> Collection entries
• • • •

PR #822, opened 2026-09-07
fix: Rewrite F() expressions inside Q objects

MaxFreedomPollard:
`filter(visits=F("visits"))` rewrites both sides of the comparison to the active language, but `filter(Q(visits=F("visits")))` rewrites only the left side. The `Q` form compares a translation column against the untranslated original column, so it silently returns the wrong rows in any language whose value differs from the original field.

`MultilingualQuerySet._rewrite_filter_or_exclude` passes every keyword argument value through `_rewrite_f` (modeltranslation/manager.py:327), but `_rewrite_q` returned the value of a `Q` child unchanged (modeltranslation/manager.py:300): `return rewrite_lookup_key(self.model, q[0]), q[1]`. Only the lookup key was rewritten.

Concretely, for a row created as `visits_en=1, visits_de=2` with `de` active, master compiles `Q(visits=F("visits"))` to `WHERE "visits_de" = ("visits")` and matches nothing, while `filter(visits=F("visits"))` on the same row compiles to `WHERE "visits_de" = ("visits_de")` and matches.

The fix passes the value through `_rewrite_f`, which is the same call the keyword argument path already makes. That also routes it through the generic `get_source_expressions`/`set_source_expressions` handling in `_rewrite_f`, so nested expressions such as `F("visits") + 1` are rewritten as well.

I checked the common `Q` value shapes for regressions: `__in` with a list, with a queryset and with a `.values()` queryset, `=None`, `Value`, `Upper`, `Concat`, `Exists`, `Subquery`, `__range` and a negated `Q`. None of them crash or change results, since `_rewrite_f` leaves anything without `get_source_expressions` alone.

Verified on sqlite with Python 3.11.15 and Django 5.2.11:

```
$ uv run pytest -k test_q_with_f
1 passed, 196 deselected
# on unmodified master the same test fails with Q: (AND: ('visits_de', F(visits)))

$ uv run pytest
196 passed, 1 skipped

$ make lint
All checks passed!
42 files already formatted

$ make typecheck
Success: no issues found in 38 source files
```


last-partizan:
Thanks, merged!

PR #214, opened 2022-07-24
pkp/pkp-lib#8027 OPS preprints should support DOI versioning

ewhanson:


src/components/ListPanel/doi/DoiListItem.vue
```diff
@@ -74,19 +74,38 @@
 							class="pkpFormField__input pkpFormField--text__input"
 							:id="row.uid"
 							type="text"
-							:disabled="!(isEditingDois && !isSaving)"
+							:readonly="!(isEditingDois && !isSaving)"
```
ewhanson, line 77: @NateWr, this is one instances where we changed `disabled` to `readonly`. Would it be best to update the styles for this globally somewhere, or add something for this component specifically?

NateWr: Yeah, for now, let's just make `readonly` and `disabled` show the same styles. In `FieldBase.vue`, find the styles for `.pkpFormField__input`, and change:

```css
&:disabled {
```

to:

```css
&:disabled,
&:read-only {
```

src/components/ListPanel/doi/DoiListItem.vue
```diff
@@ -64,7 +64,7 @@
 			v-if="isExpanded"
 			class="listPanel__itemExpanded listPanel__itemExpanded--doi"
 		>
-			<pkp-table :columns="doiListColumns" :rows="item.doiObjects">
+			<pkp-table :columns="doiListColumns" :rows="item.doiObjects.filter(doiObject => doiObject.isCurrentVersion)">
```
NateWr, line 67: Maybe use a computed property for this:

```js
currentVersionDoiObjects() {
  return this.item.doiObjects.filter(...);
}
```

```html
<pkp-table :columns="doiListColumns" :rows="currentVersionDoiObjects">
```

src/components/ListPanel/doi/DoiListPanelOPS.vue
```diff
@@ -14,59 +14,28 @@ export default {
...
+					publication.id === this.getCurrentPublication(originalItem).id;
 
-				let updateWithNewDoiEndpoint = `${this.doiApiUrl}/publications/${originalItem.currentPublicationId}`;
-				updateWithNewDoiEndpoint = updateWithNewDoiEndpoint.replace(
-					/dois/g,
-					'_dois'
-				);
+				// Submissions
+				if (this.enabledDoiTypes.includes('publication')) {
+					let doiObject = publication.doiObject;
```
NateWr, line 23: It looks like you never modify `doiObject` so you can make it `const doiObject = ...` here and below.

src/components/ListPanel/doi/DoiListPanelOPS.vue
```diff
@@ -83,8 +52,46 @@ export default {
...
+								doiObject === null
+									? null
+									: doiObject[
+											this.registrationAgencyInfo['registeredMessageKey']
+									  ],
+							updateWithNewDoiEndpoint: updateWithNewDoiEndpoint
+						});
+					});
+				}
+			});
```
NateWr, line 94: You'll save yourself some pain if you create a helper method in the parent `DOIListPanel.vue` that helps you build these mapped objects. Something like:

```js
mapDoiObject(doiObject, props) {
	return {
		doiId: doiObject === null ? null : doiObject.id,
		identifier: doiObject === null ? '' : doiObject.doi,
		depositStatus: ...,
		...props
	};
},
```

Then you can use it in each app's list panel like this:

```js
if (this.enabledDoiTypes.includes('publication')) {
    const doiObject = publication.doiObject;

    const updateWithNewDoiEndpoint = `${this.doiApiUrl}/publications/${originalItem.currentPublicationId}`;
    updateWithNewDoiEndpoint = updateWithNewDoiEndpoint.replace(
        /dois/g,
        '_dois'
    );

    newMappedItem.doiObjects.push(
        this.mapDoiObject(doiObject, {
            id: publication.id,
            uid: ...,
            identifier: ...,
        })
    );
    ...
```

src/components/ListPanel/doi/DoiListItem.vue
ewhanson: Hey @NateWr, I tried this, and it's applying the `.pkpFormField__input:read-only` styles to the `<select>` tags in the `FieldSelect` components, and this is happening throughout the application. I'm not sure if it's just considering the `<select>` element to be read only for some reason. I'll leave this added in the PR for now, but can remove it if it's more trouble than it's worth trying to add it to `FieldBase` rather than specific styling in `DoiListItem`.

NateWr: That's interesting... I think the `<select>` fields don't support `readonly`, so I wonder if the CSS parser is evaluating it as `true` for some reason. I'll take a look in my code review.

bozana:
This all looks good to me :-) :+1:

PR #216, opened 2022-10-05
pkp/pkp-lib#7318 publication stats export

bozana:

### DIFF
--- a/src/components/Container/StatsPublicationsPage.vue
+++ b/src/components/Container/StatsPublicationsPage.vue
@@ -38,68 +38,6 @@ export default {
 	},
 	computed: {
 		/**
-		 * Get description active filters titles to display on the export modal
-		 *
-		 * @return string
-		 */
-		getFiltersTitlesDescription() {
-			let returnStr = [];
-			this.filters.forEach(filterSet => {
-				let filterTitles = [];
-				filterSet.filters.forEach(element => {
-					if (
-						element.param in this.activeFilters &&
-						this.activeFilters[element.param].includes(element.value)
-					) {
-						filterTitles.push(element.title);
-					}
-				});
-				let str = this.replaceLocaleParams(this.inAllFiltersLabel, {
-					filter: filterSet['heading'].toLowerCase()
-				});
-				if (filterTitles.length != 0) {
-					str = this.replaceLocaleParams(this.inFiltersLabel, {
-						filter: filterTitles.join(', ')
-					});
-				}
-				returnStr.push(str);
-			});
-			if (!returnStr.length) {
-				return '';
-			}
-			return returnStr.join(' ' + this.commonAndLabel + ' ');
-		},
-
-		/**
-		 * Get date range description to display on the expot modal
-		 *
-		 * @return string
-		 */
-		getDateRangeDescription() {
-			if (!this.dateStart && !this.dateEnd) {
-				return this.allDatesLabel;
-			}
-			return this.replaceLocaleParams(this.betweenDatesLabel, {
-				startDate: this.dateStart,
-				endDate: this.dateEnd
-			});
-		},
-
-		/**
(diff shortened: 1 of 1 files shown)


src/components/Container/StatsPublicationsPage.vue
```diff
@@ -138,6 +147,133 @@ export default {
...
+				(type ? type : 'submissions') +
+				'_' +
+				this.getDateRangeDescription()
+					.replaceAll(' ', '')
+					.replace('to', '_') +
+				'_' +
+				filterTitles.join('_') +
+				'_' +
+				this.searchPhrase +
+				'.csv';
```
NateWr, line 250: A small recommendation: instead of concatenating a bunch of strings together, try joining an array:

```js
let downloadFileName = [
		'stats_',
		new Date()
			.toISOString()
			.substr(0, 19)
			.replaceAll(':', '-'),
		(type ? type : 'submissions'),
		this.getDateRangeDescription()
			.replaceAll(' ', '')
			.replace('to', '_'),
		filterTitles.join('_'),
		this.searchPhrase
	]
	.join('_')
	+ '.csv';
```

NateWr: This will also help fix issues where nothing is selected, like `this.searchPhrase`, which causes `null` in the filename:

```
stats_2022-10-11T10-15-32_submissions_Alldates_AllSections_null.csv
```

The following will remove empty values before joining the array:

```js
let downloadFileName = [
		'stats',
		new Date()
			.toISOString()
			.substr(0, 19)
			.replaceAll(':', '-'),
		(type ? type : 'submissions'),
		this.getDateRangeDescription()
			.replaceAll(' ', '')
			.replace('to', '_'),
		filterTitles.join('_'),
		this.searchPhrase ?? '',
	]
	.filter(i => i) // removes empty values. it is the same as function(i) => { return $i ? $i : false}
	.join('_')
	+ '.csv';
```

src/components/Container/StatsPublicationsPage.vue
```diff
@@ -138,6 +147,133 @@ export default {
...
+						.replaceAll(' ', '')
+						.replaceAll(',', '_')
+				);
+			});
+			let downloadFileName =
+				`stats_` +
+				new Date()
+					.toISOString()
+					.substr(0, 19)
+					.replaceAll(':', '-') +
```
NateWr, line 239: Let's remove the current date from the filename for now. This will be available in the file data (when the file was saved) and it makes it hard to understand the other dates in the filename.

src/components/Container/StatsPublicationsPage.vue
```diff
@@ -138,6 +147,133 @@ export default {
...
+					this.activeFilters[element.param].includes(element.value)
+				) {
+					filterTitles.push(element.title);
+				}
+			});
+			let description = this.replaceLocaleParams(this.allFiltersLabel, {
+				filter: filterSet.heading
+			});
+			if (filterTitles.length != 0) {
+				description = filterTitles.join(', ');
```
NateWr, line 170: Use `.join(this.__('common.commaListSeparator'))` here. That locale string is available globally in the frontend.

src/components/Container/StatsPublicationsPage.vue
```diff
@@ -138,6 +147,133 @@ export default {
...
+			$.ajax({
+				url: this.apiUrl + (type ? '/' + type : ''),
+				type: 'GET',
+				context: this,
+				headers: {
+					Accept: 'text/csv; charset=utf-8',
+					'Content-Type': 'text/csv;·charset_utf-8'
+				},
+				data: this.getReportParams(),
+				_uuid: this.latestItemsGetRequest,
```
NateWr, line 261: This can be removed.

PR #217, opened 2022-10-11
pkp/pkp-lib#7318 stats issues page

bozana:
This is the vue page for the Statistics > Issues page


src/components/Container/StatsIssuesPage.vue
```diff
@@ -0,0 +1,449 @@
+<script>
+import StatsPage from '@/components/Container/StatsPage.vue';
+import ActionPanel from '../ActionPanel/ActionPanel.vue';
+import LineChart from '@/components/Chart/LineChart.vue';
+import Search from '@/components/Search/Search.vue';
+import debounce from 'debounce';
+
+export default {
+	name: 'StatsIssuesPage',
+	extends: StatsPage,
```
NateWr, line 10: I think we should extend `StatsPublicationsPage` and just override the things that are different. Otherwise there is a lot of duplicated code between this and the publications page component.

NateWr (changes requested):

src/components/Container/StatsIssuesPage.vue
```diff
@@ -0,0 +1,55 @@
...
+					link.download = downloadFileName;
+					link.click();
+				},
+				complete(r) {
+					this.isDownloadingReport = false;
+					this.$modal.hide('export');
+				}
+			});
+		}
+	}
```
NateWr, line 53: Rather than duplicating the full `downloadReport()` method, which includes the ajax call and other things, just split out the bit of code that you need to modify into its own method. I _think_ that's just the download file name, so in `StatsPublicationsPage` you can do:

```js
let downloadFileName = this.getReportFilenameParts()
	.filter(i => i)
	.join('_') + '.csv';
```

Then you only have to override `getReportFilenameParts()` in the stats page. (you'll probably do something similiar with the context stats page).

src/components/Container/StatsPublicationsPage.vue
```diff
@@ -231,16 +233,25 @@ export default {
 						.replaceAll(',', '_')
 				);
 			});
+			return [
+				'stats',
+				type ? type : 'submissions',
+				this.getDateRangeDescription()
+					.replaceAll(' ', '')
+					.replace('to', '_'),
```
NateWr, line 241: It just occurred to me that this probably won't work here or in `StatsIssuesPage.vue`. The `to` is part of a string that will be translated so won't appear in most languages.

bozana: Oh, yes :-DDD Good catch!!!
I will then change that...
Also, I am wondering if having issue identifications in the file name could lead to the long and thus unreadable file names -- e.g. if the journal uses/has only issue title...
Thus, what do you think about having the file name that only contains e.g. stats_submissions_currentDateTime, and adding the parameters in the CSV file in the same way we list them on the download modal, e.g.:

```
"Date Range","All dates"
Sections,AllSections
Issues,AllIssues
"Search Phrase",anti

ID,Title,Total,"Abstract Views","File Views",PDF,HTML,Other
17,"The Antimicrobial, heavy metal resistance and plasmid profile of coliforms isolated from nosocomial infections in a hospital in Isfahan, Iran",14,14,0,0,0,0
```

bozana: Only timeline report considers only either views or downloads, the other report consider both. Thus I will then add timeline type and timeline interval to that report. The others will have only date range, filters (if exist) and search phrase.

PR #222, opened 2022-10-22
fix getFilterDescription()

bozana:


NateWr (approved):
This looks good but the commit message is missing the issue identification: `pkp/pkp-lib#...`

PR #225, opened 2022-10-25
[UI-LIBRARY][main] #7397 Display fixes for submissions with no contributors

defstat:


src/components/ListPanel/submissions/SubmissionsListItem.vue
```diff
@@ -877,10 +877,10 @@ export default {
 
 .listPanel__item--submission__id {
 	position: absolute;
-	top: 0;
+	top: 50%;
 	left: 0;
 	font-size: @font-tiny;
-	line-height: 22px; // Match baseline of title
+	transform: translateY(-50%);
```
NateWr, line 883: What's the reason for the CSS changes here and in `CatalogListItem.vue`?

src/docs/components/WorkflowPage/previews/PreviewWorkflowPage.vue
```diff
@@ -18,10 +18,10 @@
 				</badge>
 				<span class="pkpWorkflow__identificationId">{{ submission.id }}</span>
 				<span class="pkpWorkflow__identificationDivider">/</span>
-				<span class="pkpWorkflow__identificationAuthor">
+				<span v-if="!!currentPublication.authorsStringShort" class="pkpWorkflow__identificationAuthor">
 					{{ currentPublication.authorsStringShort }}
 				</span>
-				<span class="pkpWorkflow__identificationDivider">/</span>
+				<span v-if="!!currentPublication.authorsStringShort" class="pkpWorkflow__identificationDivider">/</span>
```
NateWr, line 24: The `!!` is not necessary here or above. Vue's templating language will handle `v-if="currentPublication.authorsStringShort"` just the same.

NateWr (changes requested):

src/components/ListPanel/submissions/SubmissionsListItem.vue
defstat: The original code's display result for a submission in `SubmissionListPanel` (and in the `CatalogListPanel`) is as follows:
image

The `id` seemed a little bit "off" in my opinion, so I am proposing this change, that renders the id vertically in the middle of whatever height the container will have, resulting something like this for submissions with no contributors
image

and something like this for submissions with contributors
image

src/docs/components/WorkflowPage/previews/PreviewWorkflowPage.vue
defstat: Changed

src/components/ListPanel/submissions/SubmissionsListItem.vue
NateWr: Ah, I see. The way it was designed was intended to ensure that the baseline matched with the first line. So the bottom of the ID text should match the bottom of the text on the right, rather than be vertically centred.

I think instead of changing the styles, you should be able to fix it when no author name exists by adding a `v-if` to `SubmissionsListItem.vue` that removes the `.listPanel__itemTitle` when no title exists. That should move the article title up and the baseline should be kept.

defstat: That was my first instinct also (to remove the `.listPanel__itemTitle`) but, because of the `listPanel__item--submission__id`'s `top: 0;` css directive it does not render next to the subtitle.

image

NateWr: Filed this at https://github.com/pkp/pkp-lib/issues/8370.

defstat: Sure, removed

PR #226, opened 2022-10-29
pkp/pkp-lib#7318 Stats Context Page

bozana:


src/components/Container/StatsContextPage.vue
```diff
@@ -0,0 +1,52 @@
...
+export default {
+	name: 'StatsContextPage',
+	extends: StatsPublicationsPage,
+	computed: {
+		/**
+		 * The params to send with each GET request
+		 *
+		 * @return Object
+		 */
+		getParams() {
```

• • • •

Output only the lines from the top of the entries through the one holding "key was rewritten.", copied exactly.

> Solution for this task
PR #822, opened 2026-09-07
fix: Rewrite F() expressions inside Q objects

MaxFreedomPollard:
`filter(visits=F("visits"))` rewrites both sides of the comparison to the active language, but `filter(Q(visits=F("visits")))` rewrites only the left side. The `Q` form compares a translation column against the untranslated original column, so it silently returns the wrong rows in any language whose value differs from the original field.

`MultilingualQuerySet._rewrite_filter_or_exclude` passes every keyword argument value through `_rewrite_f` (modeltranslation/manager.py:327), but `_rewrite_q` returned the value of a `Q` child unchanged (modeltranslation/manager.py:300): `return rewrite_lookup_key(self.model, q[0]), q[1]`. Only the lookup key was rewritten.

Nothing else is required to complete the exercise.